Exercise directions ▸ Write the entries below out again in full. Match every character.

### Data for review

PR #3, opened 2025-11-24
[Jazzy] Fixing the free joint conversion to include mass and inertial properties on root body

saikishor:
forwardport the changes of https://github.com/NASA-JSC-Robotics/mujoco_ros2_simulation/pull/26

Similar to https://github.com/NASA-JSC-Robotics/mujoco_ros2_simulation/pull/41


eholum-nasa (approved):
This is a non-functional script on jazzy, but good to port to keep the logic similar to what it was if we ever need to refer to how we converted URDFs to MJCFs...

PR #8, opened 2025-11-24
[jazzy] Added capability to provide a key frame as starting configuration.

eholum-nasa:
Ports https://github.com/NASA-JSC-Robotics/mujoco_ros2_simulation/pull/34 from humble to jazzy.

Enables persisting the sim state to disk and restarting from that saved state.


eholum-nasa:
Whoops, go overzealous porting branches. https://github.com/ros-controls/mujoco_ros2_simulation/pull/4.

PR #14, opened 2025-12-01
Ensure the FetchContent mujoco library is available during runtime

### LINKED ISSUE #13: Plugin not loading correctly in ROS 2 Kilted
**Describe the bug**
I was able to build this package in ROS 2 Kilted but get a runtime error / failure to load the mujoco library at runtime.

**To Reproduce**
1. Clone this repo
2. After `rosdep install`, run `colcon build` -- builds fine
3. Run the example: `ros2 launch mujoco_ros2_simulation test_robot.launch.py`

```
[ros2_control_node-2] [ERROR] [1764428272.472141404] [controller_manager]: 
Caught exception of type : N9pluginlib20LibraryLoadExceptionE while loading hardware: 
Failed to load library /home/sebastian/workspace/mujoco_ros_ws/install/mujoco_ros2_simulation/lib/mujoco_ros2_simulation/libmujoco_ros2_simulation.so. 
Make sure that you are calling the PLUGINLIB_EXPORT_CLASS macro in the library code, and that names are consistent between this macro and your XML. 
Error string: Could not load library dlopen error: libmujoco.so.3.3.4: cannot open shared object file: 
No such file or directory, at ./src/shared_library.c:96
```

**Expected behavior**
Should work

**Screenshots**

 - OS: Ubuntu 24.04
 - Version: ROS 2 Kilted

I can confirm that I have this file auto-fetched and installed:
```
mujoco_ros2_simulation/mujoco/mujoco-3.3.4/lib/libmujoco.so.3.3.4
```

And I can `ldd` it just fine:

```
$ ldd mujoco/mujoco-3.3.4/lib/libmujoco.so.3.3.4
        linux-vdso.so.1 (0x000074f907256000)
        libdl.so.2 => /lib/x86_64-linux-gnu/libdl.so.2 (0x000074f90724b000)
        libm.so.6 => /lib/x86_64-linux-gnu/libm.so.6 (0x000074f906cf1000)
        libc.so.6 => /lib/x86_64-linux-gnu/libc.so.6 (0x000074f906a00000)
        /lib64/ld-linux-x86-64.so.2 (0x000074f907258000)
        libpthread.so.0 => /lib/x86_64-linux-gnu/libpthread.so.0 (0x000074f907244000)
```

eholum-nasa:
Resolves #13.

The issue being that `set(CMAKE_INSTALL_RPATH_USE_LINK_PATH TRUE)` won't work for the on-the-fly source download because there isn't anything in the install path that cmake can link to, so the linker just fails to find it at runtime. This change ensures the install is available and on the RPATH for the library.


CMakeLists.txt
```diff
@@ -147,6 +153,10 @@ add_library(mujoco_ros2_simulation SHARED
     src/mujoco_cameras.cpp
     src/mujoco_lidar.cpp
 )
+# Ensure MuJoCo library can be found at runtime regardless of how it was installed above
+set_target_properties(mujoco_ros2_simulation PROPERTIES
+  INSTALL_RPATH "\$ORIGIN/../lib;${CMAKE_INSTALL_PREFIX}/lib"
+)
```
saikishor, line 159: Does it make sense to have this when we use `mujoco_vendor`?

eholum-nasa: I don't think it will be necessary but I don't think it will hurt.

######

Exercise solution ▸
PR #3, opened 2025-11-24
[Jazzy] Fixing the free joint conversion to include mass and inertial properties on root body

saikishor:
forwardport the changes of https://github.com/NASA-JSC-Robotics/mujoco_ros2_simulation/pull/26

Similar to https://github.com/NASA-JSC-Robotics/mujoco_ros2_simulation/pull/41


eholum-nasa (approved):
This is a non-functional script on jazzy, but good to port to keep the logic similar to what it was if we ever need to refer to how we converted URDFs to MJCFs...

PR #8, opened 2025-11-24
[jazzy] Added capability to provide a key frame as starting configuration.

eholum-nasa:
Ports https://github.com/NASA-JSC-Robotics/mujoco_ros2_simulation/pull/34 from humble to jazzy.

Enables persisting the sim state to disk and restarting from that saved state.


eholum-nasa:
Whoops, go overzealous porting branches. https://github.com/ros-controls/mujoco_ros2_simulation/pull/4.

PR #14, opened 2025-12-01
Ensure the FetchContent mujoco library is available during runtime

### LINKED ISSUE #13: Plugin not loading correctly in ROS 2 Kilted
**Describe the bug**
I was able to build this package in ROS 2 Kilted but get a runtime error / failure to load the mujoco library at runtime.

**To Reproduce**
1. Clone this repo
2. After `rosdep install`, run `colcon build` -- builds fine
3. Run the example: `ros2 launch mujoco_ros2_simulation test_robot.launch.py`

```
[ros2_control_node-2] [ERROR] [1764428272.472141404] [controller_manager]: 
Caught exception of type : N9pluginlib20LibraryLoadExceptionE while loading hardware: 
Failed to load library /home/sebastian/workspace/mujoco_ros_ws/install/mujoco_ros2_simulation/lib/mujoco_ros2_simulation/libmujoco_ros2_simulation.so. 
Make sure that you are calling the PLUGINLIB_EXPORT_CLASS macro in the library code, and that names are consistent between this macro and your XML. 
Error string: Could not load library dlopen error: libmujoco.so.3.3.4: cannot open shared object file: 
No such file or directory, at ./src/shared_library.c:96
```

**Expected behavior**
Should work

**Screenshots**

 - OS: Ubuntu 24.04
 - Version: ROS 2 Kilted

I can confirm that I have this file auto-fetched and installed:
```
mujoco_ros2_simulation/mujoco/mujoco-3.3.4/lib/libmujoco.so.3.3.4
```

And I can `ldd` it just fine:

```
$ ldd mujoco/mujoco-3.3.4/lib/libmujoco.so.3.3.4
        linux-vdso.so.1 (0x000074f907256000)
        libdl.so.2 => /lib/x86_64-linux-gnu/libdl.so.2 (0x000074f90724b000)
        libm.so.6 => /lib/x86_64-linux-gnu/libm.so.6 (0x000074f906cf1000)
        libc.so.6 => /lib/x86_64-linux-gnu/libc.so.6 (0x000074f906a00000)
        /lib64/ld-linux-x86-64.so.2 (0x000074f907258000)
        libpthread.so.0 => /lib/x86_64-linux-gnu/libpthread.so.0 (0x000074f907244000)
```

eholum-nasa:
Resolves #13.

The issue being that `set(CMAKE_INSTALL_RPATH_USE_LINK_PATH TRUE)` won't work for the on-the-fly source download because there isn't anything in the install path that cmake can link to, so the linker just fails to find it at runtime. This change ensures the install is available and on the RPATH for the library.


CMakeLists.txt
```diff
@@ -147,6 +153,10 @@ add_library(mujoco_ros2_simulation SHARED
     src/mujoco_cameras.cpp
     src/mujoco_lidar.cpp
 )
+# Ensure MuJoCo library can be found at runtime regardless of how it was installed above
+set_target_properties(mujoco_ros2_simulation PROPERTIES
+  INSTALL_RPATH "\$ORIGIN/../lib;${CMAKE_INSTALL_PREFIX}/lib"
+)
```
saikishor, line 159: Does it make sense to have this when we use `mujoco_vendor`?

eholum-nasa: I don't think it will be necessary but I don't think it will hurt.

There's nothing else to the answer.